- TASK
Return all lines of the data in which the string "each" occurs.

Saved data entries:
* * * * * * *
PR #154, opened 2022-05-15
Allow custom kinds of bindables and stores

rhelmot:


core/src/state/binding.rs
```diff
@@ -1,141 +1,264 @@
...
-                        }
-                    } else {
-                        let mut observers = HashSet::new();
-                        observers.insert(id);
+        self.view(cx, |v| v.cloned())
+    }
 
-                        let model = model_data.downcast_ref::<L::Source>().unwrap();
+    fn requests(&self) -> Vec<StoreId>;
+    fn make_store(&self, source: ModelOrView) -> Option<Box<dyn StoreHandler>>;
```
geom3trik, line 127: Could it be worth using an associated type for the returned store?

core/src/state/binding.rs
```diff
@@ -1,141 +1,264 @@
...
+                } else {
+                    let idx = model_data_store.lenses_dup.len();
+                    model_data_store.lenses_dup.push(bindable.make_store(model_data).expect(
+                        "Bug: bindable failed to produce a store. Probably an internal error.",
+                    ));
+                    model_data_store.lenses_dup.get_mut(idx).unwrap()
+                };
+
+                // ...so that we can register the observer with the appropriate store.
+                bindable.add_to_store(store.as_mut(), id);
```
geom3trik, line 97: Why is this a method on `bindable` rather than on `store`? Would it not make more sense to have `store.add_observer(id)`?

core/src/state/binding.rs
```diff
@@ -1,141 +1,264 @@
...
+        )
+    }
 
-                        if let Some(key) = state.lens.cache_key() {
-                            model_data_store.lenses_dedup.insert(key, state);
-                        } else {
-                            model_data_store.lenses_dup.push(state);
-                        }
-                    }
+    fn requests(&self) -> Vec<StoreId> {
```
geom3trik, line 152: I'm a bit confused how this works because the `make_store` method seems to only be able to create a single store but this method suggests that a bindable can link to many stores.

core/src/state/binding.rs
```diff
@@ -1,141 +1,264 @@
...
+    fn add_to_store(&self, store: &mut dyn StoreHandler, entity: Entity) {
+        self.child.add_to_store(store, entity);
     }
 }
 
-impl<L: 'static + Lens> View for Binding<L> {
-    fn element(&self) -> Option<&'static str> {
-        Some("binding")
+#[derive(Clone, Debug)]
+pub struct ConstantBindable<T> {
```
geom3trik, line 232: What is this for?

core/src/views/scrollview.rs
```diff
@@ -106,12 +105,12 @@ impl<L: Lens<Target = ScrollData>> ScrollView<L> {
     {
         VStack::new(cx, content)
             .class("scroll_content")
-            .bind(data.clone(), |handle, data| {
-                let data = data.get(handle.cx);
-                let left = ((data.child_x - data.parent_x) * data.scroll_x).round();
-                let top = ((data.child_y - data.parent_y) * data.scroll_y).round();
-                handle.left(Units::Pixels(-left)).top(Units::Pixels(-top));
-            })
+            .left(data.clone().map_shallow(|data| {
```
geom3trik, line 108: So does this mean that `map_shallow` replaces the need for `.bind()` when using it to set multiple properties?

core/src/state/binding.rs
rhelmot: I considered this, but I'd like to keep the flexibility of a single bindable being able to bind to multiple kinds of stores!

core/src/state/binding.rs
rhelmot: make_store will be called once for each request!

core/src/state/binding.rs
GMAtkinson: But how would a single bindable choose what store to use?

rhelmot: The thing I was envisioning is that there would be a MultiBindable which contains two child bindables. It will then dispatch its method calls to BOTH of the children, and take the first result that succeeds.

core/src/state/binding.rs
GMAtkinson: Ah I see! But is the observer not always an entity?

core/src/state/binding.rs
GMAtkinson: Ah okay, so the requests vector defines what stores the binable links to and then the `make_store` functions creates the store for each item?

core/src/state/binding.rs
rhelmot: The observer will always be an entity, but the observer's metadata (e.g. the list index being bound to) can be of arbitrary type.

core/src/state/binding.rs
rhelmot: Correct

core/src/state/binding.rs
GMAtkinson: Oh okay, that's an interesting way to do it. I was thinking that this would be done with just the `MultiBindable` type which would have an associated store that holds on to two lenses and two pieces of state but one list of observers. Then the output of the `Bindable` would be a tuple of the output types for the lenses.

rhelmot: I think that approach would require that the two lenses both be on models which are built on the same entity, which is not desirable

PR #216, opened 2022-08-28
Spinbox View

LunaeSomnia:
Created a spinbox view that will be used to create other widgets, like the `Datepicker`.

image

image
* * * * * * *
- ANSWER TO THE PROBLEM
rhelmot: make_store will be called once for each request!
GMAtkinson: Ah okay, so the requests vector defines what stores the binable links to and then the `make_store` functions creates the store for each item?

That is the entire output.